→ **AIM OF THE TASK**:
Among the entries below, how many lines include "about"? Answer with the number only.
================
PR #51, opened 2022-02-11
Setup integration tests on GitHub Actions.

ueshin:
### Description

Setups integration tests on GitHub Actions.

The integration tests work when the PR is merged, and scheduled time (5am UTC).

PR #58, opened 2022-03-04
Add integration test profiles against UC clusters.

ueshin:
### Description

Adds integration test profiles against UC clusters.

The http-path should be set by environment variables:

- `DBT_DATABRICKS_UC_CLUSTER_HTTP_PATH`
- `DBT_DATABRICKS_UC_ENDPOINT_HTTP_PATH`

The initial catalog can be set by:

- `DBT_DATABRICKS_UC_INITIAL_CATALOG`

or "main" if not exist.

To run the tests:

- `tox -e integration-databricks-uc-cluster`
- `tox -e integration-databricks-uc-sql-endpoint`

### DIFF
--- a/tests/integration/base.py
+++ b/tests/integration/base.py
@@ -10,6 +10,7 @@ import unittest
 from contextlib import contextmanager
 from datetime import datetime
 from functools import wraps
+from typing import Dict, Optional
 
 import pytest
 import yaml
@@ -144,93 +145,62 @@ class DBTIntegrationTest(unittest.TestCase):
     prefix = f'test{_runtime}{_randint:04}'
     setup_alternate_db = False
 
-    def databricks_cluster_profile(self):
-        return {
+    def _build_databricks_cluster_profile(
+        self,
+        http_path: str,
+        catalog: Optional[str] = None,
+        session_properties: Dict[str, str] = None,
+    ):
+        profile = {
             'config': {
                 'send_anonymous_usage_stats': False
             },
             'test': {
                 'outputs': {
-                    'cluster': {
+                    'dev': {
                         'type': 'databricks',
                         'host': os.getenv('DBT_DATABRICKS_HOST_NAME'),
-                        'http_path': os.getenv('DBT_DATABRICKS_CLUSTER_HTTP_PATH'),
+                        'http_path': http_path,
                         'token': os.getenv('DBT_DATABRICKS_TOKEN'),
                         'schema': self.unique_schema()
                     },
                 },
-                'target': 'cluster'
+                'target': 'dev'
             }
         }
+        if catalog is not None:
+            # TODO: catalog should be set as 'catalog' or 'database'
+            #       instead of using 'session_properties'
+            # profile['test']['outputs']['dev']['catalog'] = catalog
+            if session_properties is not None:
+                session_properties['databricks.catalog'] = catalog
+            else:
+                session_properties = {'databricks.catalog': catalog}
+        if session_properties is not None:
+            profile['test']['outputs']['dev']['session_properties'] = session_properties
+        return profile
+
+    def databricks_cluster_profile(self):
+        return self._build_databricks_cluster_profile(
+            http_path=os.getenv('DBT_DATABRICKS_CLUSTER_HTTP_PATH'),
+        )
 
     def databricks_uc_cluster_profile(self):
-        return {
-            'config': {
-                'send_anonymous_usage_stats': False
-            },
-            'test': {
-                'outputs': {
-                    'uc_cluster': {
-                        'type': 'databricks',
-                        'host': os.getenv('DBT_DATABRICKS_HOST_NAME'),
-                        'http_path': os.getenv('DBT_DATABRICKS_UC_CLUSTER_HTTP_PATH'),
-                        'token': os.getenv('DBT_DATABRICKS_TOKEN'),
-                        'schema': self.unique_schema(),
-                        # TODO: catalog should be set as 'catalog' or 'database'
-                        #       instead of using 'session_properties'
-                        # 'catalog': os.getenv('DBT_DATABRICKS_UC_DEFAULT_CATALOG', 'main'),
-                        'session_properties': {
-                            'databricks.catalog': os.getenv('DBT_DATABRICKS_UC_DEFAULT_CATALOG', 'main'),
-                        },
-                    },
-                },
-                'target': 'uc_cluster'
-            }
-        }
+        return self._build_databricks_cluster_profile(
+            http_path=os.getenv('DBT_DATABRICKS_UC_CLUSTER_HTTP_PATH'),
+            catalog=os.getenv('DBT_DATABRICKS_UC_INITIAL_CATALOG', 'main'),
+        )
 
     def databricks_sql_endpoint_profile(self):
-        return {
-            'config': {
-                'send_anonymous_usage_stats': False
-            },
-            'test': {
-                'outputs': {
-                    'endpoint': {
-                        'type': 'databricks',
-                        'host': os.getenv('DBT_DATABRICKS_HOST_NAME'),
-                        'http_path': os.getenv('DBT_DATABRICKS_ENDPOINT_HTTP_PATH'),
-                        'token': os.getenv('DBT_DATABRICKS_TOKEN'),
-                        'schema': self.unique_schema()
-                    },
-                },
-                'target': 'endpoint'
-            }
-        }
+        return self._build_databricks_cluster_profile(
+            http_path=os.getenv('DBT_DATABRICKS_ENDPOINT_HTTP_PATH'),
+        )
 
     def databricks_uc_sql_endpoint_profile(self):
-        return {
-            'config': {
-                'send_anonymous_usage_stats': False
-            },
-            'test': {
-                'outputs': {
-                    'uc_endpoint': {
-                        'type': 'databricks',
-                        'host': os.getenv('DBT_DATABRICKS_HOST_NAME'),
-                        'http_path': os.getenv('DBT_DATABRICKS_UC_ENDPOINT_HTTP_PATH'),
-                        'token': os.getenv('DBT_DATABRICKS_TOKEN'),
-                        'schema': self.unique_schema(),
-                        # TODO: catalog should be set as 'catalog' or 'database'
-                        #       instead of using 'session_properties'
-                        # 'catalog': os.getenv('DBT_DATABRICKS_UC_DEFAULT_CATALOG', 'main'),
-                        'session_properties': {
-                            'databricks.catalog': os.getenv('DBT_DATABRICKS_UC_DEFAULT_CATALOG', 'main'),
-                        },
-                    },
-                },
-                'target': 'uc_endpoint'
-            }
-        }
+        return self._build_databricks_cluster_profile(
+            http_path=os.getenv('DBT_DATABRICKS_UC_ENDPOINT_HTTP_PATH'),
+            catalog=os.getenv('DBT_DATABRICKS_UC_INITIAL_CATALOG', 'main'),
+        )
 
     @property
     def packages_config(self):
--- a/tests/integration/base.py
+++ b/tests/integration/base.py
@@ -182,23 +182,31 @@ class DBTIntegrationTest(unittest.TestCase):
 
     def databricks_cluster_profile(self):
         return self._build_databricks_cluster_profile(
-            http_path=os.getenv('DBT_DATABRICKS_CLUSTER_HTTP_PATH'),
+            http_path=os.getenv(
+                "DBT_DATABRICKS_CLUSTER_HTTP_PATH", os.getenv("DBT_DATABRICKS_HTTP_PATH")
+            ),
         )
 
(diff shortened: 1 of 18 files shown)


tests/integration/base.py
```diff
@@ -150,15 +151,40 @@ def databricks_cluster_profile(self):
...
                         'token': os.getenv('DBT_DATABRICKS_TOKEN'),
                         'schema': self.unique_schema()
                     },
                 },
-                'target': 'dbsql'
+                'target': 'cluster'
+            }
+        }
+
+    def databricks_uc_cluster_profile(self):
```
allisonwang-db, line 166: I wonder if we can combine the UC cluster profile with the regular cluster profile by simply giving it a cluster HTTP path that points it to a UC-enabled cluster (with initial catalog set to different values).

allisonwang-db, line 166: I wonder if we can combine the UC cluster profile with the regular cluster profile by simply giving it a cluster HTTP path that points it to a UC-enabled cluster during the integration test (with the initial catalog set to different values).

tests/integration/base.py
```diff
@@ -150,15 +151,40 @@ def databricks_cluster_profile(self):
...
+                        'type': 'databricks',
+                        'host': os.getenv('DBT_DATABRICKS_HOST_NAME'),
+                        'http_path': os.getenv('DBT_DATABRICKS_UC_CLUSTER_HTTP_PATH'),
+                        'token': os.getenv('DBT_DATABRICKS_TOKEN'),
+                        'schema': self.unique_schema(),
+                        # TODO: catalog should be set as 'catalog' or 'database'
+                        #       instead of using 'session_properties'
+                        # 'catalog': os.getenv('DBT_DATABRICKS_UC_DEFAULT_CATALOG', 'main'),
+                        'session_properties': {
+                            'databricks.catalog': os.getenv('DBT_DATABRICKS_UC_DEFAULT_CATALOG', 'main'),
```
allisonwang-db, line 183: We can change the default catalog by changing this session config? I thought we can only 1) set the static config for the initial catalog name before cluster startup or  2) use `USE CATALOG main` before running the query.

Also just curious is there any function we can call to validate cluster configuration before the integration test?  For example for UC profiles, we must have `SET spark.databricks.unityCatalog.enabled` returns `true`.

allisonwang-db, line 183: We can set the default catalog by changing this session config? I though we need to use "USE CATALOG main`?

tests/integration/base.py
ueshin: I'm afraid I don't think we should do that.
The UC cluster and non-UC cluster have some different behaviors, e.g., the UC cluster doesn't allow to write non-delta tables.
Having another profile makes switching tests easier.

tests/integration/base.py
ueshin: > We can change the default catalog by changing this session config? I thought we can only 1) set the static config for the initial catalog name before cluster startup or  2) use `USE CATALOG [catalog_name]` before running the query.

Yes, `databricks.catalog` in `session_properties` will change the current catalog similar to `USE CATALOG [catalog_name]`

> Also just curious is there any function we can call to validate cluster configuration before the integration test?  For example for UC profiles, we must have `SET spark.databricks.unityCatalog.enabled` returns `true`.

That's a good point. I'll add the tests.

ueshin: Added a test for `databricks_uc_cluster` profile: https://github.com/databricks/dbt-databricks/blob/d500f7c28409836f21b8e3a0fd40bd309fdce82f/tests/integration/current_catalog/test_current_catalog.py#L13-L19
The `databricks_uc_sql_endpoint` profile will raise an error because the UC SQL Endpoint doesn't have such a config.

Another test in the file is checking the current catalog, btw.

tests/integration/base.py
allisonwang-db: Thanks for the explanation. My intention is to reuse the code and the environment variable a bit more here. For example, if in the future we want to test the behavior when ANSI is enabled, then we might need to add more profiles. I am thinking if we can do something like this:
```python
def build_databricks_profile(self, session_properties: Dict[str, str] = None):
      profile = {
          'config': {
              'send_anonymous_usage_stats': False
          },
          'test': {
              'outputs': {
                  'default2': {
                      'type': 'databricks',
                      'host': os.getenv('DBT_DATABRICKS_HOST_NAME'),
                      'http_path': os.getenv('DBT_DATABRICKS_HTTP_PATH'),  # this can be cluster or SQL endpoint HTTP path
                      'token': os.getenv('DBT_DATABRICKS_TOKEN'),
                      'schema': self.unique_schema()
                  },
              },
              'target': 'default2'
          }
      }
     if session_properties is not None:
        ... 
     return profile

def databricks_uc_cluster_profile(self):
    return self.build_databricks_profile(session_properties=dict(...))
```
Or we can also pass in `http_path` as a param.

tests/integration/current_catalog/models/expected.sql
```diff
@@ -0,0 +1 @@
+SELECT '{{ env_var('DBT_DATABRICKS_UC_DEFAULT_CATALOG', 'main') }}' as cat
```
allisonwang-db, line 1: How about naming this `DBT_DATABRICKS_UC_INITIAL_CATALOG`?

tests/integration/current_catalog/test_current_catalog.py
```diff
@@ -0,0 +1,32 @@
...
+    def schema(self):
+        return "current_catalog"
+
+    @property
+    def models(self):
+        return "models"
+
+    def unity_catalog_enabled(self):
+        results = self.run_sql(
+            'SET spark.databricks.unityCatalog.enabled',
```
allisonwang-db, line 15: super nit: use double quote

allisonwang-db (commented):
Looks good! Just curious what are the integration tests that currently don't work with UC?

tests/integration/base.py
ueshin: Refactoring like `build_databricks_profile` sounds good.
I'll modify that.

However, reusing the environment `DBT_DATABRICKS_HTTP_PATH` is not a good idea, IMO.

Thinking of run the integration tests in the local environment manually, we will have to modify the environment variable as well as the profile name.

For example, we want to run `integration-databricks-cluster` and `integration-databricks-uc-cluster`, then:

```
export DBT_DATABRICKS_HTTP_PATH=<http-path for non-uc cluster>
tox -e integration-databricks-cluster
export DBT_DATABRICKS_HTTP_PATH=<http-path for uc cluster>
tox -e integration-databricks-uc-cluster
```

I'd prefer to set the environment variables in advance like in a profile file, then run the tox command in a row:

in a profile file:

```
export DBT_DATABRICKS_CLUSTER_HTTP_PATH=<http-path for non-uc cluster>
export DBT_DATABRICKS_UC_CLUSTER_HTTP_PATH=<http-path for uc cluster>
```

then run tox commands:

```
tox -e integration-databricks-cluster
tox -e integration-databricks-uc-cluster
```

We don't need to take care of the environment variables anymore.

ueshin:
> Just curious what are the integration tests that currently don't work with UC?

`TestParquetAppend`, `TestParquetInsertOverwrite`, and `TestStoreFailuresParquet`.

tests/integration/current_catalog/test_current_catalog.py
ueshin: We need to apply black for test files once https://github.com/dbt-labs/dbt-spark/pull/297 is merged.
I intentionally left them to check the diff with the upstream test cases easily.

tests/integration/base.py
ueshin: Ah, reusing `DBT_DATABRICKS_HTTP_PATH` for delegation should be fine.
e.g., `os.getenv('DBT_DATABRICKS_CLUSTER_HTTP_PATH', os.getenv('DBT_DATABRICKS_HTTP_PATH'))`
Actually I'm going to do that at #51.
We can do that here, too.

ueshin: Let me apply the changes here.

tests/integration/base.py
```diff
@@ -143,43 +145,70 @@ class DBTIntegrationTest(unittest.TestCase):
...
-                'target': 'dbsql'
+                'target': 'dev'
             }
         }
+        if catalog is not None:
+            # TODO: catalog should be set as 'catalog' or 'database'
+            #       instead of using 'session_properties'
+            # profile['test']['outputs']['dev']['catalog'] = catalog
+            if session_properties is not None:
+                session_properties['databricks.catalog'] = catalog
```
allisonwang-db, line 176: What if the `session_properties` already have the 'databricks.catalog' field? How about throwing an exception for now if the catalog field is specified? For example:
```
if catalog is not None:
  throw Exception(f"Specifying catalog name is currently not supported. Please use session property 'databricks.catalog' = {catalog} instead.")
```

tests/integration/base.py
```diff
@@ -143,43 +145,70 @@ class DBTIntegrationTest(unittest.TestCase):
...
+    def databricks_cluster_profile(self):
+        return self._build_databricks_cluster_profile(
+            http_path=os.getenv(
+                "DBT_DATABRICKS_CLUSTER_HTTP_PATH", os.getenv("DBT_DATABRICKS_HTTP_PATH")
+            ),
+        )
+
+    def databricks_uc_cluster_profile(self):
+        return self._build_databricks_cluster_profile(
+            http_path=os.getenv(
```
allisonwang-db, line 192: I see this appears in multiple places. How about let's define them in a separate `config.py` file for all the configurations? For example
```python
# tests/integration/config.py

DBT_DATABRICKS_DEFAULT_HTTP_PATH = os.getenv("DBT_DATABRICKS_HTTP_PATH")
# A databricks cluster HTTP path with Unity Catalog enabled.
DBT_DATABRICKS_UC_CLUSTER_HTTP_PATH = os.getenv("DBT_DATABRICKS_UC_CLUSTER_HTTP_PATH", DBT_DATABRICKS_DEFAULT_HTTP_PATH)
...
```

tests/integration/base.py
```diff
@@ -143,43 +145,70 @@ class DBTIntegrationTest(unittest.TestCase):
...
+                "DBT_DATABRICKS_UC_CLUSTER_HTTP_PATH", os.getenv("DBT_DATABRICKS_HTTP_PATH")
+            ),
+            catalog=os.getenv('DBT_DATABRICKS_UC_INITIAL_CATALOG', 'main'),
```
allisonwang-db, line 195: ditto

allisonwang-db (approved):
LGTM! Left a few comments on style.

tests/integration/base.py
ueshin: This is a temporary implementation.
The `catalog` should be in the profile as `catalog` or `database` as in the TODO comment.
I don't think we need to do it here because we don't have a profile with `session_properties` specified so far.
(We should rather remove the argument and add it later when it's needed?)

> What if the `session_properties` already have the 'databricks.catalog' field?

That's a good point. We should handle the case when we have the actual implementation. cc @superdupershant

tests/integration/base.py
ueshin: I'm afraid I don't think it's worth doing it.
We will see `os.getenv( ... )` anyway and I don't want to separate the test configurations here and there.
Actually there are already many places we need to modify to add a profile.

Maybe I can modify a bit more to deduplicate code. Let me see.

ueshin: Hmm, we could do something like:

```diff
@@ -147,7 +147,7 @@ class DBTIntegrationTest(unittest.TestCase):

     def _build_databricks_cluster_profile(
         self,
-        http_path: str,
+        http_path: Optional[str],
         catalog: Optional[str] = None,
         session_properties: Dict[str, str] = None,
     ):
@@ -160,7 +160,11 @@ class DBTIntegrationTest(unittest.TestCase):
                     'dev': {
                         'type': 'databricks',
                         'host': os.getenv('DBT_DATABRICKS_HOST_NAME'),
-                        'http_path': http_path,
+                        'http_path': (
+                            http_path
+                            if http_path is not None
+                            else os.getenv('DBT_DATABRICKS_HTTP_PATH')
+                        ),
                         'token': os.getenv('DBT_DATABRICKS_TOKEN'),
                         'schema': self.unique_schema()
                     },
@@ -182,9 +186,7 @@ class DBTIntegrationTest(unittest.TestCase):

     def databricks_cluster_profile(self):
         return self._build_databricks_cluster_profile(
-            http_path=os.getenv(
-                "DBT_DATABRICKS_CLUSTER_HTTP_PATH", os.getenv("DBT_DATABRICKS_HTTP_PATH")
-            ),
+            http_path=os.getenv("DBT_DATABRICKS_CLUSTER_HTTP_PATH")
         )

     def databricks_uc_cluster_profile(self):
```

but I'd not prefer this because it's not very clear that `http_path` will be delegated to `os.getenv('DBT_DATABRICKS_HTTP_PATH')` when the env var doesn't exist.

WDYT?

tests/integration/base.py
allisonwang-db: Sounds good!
================
→ **RESPONSE TO THE EXERCISE**:
3